• [THE PROBLEM]: The expected response is a copy of every line in the entries below that includes the word "Load".
━━━━━ DATA EXTRACT
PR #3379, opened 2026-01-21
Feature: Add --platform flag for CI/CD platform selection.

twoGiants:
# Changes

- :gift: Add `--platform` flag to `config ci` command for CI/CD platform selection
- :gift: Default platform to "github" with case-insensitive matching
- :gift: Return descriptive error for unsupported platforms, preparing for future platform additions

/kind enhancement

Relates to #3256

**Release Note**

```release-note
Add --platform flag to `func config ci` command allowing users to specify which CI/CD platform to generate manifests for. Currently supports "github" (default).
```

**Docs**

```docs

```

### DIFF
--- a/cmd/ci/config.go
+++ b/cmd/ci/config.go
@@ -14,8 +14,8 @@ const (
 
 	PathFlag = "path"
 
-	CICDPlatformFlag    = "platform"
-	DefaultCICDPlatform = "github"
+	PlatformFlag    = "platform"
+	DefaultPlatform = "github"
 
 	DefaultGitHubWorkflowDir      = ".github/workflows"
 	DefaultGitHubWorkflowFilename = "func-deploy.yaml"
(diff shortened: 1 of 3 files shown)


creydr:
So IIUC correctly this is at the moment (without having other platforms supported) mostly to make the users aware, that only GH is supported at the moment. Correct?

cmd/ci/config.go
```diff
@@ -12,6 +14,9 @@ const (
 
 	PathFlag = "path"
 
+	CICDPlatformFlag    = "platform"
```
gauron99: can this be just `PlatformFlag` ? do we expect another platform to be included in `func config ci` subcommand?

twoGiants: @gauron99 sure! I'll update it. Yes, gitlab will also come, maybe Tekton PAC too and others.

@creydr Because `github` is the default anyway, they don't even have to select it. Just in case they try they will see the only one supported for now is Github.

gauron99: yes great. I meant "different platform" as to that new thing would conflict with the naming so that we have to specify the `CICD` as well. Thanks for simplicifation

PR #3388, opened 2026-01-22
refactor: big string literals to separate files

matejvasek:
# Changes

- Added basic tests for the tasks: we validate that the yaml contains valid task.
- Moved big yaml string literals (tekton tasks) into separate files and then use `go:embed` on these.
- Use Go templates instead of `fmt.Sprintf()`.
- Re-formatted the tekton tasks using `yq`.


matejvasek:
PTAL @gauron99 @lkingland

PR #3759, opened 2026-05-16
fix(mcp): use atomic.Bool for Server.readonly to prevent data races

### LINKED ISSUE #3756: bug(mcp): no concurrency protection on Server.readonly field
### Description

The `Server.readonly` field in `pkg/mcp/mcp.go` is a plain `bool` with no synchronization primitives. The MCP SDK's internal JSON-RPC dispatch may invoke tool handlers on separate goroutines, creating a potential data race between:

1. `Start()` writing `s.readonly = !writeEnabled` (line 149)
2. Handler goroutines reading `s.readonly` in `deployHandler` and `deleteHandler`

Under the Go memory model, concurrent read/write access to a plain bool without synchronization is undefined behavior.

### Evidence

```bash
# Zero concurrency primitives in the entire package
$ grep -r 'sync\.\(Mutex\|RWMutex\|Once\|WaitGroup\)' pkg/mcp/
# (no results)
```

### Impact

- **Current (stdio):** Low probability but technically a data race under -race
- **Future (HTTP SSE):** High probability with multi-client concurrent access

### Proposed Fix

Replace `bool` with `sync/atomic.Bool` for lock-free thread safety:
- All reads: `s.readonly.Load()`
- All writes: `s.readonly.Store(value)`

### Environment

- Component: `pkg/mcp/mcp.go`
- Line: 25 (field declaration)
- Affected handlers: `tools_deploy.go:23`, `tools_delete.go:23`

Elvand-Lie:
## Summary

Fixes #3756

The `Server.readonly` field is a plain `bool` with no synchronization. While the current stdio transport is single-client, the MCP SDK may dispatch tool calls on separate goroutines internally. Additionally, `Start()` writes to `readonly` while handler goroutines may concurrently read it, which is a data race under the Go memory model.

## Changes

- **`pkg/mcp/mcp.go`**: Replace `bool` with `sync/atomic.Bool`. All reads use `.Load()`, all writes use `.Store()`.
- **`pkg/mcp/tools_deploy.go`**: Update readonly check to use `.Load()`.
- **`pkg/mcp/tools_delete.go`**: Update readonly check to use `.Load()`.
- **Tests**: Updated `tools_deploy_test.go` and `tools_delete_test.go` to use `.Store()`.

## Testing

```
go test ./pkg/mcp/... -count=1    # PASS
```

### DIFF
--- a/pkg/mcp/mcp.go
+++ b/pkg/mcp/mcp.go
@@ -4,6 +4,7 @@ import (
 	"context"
━━━━━━━━━━
• [SOLUTION TO THIS TASK]:
- All reads: `s.readonly.Load()`
- **`pkg/mcp/mcp.go`**: Replace `bool` with `sync/atomic.Bool`. All reads use `.Load()`, all writes use `.Store()`.
- **`pkg/mcp/tools_deploy.go`**: Update readonly check to use `.Load()`.
- **`pkg/mcp/tools_delete.go`**: Update readonly check to use `.Load()`.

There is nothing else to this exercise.